Exercise: Scan the data below and copy each line where "properties" occurs.

*** Opening of Exercise inputs ***

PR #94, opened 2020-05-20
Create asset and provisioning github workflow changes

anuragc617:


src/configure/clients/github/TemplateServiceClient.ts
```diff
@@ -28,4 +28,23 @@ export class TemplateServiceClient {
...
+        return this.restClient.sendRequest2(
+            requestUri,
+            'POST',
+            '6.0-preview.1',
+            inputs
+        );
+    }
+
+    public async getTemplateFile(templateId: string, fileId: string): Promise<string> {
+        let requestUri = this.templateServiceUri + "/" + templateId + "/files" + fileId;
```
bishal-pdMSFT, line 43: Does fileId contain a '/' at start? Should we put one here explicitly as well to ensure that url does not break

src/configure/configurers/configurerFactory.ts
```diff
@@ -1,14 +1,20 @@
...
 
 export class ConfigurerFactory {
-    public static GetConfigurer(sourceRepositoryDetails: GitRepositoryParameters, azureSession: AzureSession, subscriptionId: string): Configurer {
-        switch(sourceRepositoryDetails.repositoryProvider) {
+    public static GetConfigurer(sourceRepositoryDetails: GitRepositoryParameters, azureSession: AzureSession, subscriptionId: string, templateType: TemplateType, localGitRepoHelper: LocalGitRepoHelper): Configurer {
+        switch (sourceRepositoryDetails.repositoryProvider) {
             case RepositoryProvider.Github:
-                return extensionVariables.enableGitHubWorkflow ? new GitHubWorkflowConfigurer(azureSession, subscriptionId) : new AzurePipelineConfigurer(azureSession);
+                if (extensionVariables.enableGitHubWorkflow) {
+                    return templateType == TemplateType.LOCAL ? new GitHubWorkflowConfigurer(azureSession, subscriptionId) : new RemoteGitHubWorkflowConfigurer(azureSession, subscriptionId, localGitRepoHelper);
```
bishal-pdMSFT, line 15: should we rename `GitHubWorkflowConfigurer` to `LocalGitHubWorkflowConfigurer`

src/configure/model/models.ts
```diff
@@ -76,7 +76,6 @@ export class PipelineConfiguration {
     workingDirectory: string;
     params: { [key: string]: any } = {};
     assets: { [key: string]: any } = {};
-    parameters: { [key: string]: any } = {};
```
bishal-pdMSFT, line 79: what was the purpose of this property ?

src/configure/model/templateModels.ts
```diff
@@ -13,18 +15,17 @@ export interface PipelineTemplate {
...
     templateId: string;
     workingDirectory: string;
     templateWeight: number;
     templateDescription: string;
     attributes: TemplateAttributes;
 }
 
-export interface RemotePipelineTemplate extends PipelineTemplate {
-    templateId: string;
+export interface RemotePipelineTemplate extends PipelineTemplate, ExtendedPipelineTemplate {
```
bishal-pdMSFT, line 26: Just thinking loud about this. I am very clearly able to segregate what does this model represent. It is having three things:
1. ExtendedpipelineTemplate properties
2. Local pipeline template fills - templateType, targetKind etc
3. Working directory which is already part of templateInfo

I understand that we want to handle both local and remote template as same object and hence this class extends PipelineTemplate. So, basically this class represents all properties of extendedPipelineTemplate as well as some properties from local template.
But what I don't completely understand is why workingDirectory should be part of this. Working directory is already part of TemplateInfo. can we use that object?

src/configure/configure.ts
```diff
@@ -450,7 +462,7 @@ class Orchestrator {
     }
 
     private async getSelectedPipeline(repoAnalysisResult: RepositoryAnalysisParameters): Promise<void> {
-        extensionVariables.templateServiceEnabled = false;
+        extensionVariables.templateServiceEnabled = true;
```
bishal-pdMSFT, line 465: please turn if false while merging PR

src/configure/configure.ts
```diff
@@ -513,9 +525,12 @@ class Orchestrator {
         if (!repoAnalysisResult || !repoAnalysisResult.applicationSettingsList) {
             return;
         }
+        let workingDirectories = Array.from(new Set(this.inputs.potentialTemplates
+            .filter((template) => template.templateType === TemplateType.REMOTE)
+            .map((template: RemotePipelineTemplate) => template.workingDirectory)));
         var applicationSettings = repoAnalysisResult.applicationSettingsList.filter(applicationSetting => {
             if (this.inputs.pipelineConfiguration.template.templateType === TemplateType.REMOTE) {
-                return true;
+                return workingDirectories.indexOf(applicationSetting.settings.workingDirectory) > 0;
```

*** Close of Exercise inputs ***
*** Opening of Exercise inputs ***

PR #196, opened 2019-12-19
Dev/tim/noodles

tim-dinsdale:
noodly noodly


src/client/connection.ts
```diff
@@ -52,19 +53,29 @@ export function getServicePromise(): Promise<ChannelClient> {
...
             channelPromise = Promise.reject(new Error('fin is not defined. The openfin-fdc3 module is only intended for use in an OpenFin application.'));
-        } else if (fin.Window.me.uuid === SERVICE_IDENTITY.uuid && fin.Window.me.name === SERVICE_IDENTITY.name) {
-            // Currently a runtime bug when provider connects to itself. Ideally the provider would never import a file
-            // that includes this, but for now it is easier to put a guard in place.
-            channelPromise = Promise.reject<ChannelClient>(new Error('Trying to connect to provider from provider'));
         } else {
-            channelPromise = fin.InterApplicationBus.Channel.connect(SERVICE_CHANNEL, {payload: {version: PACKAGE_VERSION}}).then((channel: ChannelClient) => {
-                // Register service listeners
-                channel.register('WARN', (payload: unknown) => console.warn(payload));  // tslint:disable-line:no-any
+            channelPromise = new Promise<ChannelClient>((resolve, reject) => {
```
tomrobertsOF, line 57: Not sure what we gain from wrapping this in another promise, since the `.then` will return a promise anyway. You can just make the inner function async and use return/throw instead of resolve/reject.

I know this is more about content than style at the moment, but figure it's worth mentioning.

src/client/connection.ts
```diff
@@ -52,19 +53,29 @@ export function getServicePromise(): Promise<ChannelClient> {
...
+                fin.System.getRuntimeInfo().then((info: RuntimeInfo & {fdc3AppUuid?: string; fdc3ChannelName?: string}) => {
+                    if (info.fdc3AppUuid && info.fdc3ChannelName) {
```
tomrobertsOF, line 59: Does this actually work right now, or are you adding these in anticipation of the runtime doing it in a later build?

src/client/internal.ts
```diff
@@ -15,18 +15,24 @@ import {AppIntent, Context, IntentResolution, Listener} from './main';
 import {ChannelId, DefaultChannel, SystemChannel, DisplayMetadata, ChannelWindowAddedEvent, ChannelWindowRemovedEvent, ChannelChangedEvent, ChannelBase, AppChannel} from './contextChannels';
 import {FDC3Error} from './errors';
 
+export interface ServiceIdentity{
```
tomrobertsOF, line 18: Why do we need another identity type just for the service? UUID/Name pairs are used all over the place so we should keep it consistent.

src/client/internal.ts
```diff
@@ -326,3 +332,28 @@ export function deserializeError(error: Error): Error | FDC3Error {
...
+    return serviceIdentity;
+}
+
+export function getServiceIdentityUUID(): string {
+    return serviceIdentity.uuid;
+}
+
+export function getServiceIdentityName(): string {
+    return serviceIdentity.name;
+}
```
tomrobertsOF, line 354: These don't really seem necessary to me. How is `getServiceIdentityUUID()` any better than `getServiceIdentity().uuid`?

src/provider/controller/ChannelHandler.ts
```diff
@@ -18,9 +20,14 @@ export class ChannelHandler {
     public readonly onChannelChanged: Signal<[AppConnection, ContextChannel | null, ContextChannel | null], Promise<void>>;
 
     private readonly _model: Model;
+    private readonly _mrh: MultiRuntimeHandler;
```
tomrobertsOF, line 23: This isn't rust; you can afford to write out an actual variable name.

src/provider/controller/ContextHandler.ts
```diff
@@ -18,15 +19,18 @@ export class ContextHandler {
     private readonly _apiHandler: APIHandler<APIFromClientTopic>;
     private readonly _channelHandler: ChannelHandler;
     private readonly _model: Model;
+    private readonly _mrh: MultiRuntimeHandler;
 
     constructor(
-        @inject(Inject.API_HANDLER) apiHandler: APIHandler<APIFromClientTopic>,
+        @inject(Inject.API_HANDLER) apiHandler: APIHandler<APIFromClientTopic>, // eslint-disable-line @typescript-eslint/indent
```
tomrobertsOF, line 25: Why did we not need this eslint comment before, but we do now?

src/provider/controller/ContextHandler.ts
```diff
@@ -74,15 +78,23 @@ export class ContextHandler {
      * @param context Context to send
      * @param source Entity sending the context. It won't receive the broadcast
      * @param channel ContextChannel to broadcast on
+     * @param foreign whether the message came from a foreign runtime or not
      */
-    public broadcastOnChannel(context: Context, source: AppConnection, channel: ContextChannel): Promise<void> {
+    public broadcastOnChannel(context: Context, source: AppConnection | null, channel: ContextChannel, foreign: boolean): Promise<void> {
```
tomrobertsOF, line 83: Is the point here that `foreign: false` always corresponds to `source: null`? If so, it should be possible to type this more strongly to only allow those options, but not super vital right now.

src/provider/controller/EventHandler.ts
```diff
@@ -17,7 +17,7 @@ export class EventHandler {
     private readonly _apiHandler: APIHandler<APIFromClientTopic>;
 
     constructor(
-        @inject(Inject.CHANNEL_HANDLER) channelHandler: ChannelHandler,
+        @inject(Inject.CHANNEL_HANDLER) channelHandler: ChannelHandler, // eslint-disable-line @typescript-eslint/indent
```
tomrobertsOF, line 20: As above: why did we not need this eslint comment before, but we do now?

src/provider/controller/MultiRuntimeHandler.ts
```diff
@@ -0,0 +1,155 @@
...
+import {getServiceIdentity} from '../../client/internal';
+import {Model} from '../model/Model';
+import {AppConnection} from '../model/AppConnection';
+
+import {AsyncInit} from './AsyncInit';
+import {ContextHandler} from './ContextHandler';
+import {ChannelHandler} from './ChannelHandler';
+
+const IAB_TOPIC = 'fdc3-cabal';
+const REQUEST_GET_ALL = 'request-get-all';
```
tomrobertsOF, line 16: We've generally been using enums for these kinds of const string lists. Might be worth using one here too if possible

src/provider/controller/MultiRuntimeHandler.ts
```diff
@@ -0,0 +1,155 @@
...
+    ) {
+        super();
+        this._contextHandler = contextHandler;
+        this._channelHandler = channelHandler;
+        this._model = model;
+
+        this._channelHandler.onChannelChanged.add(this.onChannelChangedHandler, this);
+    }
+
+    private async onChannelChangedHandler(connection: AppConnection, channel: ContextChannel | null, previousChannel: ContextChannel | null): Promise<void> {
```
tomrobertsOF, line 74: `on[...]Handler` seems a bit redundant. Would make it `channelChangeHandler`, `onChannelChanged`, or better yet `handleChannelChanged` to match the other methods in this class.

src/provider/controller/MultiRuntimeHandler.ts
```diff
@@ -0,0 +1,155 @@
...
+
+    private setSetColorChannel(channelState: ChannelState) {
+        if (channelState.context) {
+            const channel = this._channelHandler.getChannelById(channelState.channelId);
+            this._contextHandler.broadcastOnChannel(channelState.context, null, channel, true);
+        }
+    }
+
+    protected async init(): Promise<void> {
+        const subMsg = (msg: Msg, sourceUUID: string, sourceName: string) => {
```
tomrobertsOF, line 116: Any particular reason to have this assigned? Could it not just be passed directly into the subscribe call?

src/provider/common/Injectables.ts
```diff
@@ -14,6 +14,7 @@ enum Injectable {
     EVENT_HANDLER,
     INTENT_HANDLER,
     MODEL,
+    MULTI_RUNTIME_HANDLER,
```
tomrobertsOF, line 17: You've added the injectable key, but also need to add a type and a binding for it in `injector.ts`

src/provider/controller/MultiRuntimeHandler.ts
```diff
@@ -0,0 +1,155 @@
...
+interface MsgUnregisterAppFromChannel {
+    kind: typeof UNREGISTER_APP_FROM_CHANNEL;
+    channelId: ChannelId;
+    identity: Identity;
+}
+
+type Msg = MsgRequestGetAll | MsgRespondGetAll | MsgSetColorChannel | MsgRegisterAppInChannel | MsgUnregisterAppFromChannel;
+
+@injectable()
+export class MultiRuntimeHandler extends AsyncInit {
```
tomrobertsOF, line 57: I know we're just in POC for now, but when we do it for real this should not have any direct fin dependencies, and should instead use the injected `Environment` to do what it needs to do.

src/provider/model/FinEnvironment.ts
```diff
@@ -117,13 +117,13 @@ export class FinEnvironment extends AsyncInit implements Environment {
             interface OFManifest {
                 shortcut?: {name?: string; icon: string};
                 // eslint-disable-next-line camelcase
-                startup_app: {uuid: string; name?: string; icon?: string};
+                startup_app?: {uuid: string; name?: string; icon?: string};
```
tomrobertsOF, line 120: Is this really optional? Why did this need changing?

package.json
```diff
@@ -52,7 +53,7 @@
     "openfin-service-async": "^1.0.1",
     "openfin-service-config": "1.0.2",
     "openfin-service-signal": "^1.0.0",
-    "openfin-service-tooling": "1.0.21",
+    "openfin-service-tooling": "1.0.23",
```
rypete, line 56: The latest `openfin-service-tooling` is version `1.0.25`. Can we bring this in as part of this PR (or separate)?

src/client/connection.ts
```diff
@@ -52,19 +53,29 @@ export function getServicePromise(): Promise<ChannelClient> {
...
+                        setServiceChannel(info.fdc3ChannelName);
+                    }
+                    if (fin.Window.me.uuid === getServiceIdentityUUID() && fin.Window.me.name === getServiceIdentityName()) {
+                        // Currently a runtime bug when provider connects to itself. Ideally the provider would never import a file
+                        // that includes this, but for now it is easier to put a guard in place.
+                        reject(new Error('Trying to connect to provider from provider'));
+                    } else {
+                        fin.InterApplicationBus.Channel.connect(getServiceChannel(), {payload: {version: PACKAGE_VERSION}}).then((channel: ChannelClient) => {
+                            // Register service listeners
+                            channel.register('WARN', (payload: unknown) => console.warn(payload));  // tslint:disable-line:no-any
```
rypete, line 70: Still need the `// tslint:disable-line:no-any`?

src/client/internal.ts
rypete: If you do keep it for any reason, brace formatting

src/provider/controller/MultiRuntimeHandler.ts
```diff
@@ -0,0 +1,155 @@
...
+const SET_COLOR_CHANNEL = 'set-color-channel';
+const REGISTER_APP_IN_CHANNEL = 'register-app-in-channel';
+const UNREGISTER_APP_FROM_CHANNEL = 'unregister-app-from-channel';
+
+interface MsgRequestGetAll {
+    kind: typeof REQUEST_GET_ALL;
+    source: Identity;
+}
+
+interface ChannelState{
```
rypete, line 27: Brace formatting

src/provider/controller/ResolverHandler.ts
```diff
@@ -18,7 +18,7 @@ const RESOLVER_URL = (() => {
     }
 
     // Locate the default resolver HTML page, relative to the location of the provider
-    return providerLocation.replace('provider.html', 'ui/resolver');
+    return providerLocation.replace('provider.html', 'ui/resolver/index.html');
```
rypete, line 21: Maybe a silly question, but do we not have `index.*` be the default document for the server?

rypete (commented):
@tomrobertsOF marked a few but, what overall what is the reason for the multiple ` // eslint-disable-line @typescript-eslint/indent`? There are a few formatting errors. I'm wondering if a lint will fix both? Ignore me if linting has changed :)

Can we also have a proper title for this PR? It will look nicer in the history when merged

*** Close of Exercise inputs ***
*** Opening of Exercise inputs ***

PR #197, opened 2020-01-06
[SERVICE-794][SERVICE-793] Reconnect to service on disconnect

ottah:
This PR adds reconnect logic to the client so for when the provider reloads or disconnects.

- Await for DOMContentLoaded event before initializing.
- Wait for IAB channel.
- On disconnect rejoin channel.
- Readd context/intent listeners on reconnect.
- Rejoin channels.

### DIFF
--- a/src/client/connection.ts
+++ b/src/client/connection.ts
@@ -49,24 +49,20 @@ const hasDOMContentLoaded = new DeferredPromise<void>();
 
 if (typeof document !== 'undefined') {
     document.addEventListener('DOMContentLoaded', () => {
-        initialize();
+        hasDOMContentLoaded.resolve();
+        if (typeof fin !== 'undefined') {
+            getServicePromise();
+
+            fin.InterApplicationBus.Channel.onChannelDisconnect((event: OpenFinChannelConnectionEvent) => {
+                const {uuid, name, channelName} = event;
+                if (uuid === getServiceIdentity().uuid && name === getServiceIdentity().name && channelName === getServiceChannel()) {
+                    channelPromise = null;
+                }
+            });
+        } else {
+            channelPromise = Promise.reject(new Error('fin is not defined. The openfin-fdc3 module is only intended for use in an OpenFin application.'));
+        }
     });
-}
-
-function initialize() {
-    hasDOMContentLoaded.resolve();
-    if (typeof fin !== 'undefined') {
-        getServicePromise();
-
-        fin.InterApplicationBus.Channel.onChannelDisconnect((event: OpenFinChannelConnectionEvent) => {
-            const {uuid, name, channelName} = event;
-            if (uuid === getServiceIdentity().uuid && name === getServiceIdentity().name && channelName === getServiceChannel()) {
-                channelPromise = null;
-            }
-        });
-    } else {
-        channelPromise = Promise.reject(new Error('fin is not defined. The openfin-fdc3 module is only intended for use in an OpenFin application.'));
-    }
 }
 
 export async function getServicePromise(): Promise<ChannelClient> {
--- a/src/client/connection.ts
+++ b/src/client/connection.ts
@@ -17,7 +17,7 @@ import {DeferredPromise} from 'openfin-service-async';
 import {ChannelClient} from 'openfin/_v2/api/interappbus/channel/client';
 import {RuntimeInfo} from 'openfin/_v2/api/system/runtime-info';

*** Close of Exercise inputs ***

Finished exercise:
1. ExtendedpipelineTemplate properties
I understand that we want to handle both local and remote template as same object and hence this class extends PipelineTemplate. So, basically this class represents all properties of extendedPipelineTemplate as well as some properties from local template.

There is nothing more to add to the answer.